▶ **Task requirements**
Return, in their exact form, the lines that lie between the start of the data below and the line containing "- **astc_decode_ise_fuzzer.cc**: Decode", with both ends included.

▶ **Supplied records**
== Segment start ==

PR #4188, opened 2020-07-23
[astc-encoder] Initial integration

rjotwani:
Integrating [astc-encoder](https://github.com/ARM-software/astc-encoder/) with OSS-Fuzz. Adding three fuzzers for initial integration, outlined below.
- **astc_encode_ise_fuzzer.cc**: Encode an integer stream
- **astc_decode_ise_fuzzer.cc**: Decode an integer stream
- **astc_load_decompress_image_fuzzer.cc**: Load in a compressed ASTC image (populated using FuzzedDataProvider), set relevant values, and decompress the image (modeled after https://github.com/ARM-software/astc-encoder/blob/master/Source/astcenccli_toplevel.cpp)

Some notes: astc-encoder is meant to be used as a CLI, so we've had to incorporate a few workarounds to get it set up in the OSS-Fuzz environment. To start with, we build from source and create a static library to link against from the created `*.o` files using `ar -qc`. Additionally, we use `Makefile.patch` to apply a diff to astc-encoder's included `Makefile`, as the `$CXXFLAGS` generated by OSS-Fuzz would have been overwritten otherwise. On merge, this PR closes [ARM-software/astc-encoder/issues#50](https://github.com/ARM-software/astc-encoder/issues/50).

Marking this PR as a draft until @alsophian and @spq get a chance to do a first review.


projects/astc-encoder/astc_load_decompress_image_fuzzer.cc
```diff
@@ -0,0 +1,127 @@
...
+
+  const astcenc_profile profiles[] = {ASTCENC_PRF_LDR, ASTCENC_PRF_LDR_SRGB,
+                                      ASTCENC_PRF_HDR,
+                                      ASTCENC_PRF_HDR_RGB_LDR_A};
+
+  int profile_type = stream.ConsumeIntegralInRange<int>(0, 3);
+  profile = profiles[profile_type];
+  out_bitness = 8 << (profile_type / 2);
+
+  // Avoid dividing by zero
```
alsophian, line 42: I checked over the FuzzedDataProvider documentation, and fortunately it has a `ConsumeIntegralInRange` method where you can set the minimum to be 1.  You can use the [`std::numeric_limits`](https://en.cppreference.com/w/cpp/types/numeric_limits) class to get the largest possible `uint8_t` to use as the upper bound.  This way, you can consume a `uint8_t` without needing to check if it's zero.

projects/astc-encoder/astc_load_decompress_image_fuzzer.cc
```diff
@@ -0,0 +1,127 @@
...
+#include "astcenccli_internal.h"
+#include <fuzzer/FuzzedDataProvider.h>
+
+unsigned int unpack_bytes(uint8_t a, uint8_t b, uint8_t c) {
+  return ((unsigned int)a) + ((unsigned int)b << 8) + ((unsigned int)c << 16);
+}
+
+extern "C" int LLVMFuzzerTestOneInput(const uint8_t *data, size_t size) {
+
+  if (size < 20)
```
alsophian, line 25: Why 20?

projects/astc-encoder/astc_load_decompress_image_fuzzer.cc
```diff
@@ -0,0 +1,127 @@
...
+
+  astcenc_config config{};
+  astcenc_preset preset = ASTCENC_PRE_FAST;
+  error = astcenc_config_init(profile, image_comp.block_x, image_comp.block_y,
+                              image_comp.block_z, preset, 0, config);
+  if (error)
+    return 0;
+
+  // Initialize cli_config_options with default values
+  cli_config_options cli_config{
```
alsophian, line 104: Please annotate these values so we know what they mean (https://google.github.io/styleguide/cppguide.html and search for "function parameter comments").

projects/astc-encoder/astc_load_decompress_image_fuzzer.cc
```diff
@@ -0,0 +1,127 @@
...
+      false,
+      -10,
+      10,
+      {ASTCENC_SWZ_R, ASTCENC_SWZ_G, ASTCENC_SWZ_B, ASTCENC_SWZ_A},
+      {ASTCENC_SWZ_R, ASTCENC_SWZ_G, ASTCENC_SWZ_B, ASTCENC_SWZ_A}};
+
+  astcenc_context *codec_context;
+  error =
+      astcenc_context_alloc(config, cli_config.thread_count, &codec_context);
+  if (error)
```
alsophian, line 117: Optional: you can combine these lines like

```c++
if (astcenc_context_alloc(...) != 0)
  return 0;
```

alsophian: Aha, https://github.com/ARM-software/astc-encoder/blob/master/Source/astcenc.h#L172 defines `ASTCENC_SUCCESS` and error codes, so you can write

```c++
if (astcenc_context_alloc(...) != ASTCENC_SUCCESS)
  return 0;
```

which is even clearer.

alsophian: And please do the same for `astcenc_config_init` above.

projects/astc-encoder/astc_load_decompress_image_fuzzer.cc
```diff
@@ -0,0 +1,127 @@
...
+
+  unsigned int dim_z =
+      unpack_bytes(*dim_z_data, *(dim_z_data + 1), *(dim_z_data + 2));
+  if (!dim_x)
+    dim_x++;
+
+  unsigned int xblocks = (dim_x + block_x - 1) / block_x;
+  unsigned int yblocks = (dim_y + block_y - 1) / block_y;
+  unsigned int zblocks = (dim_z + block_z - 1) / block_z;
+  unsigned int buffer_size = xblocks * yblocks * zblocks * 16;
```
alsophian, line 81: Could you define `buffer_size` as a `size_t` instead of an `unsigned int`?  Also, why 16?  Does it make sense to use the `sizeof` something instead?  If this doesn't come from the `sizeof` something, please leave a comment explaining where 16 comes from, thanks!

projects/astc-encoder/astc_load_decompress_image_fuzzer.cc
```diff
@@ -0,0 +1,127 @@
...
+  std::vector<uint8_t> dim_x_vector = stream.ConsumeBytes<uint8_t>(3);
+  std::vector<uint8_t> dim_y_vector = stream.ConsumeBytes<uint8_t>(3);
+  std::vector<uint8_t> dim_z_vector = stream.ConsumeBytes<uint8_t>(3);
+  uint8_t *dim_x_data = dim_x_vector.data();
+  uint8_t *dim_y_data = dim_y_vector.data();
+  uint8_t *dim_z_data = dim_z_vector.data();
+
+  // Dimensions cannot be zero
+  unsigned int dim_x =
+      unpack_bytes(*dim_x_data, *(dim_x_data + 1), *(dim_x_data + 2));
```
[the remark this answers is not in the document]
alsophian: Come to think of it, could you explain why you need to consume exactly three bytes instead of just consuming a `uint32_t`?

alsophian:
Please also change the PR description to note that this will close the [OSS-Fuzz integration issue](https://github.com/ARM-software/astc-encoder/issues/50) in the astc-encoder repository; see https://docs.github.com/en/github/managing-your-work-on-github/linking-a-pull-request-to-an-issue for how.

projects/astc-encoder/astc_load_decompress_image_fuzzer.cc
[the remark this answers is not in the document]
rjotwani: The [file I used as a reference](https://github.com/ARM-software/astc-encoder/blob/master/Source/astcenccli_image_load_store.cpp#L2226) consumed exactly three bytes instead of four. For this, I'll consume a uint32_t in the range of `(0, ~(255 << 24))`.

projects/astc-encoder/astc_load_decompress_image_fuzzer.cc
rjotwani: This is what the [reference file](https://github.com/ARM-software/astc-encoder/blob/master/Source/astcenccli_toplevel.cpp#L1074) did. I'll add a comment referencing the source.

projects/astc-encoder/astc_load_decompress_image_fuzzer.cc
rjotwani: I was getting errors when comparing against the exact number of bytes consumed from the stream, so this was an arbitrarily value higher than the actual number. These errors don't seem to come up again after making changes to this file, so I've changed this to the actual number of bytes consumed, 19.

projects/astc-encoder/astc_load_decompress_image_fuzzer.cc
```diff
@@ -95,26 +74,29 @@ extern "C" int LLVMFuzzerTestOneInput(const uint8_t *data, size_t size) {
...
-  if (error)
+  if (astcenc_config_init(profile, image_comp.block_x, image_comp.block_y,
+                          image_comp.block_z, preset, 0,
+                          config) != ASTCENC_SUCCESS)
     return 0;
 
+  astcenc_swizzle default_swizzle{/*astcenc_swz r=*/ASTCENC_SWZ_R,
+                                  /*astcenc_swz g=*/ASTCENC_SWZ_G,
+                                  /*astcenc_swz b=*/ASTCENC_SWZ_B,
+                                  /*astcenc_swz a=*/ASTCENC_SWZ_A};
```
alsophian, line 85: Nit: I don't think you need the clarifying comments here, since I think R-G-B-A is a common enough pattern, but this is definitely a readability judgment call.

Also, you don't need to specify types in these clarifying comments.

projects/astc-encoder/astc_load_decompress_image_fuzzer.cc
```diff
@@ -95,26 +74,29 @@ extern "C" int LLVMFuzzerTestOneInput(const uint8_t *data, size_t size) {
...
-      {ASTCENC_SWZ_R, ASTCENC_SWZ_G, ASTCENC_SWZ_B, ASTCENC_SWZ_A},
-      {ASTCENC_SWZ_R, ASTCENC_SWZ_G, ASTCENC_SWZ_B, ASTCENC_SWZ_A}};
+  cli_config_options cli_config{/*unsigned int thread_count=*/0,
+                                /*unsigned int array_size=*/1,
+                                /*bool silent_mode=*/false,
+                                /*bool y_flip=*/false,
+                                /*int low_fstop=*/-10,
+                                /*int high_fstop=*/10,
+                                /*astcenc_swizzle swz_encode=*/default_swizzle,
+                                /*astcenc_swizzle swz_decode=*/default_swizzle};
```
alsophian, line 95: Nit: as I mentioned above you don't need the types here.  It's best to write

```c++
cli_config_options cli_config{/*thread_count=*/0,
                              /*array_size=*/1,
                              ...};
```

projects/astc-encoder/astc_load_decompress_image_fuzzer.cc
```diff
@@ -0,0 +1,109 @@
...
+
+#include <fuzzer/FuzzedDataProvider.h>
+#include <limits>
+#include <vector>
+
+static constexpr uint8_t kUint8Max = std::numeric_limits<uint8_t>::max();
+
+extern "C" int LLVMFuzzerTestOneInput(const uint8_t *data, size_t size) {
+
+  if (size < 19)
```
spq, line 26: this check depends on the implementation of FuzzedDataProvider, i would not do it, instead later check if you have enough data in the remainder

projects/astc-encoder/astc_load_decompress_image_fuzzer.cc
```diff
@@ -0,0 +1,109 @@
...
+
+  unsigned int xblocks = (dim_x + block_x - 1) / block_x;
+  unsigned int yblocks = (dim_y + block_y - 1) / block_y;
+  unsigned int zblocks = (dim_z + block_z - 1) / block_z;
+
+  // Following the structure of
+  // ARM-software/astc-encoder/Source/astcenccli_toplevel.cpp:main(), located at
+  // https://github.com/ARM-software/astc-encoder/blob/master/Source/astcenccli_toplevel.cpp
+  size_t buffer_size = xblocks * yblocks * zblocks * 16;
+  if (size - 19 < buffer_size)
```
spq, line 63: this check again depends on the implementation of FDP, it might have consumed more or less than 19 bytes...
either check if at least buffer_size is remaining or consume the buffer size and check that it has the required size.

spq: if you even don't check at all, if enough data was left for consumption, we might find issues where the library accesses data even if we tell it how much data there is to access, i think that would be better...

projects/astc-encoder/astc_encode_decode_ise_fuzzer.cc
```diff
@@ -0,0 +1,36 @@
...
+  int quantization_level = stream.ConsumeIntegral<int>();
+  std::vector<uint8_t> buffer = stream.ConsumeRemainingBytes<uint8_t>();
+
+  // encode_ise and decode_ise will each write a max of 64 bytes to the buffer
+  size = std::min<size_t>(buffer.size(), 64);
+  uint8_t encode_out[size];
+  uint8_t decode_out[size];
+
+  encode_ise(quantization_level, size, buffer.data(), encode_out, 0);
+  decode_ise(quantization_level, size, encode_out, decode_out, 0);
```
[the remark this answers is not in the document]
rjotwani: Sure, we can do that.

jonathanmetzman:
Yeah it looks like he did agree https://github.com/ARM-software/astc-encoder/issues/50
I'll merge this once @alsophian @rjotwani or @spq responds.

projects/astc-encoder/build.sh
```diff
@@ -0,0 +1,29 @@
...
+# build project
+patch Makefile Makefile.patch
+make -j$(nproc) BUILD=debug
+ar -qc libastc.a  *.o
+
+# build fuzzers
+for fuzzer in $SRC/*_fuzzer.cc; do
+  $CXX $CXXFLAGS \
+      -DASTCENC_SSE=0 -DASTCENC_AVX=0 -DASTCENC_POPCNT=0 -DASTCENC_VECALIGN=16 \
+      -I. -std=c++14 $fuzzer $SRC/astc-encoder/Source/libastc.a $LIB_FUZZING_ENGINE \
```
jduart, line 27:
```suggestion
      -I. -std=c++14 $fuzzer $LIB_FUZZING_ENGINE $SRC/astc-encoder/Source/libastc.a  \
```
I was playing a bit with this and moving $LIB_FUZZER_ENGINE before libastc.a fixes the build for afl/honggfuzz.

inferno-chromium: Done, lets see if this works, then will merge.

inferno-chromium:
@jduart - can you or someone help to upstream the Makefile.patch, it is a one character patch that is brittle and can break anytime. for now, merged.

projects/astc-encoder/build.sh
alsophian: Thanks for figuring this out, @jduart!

== Segment end ==

▶ **Task response**
PR #4188, opened 2020-07-23
[astc-encoder] Initial integration

rjotwani:
Integrating [astc-encoder](https://github.com/ARM-software/astc-encoder/) with OSS-Fuzz. Adding three fuzzers for initial integration, outlined below.
- **astc_encode_ise_fuzzer.cc**: Encode an integer stream
- **astc_decode_ise_fuzzer.cc**: Decode an integer stream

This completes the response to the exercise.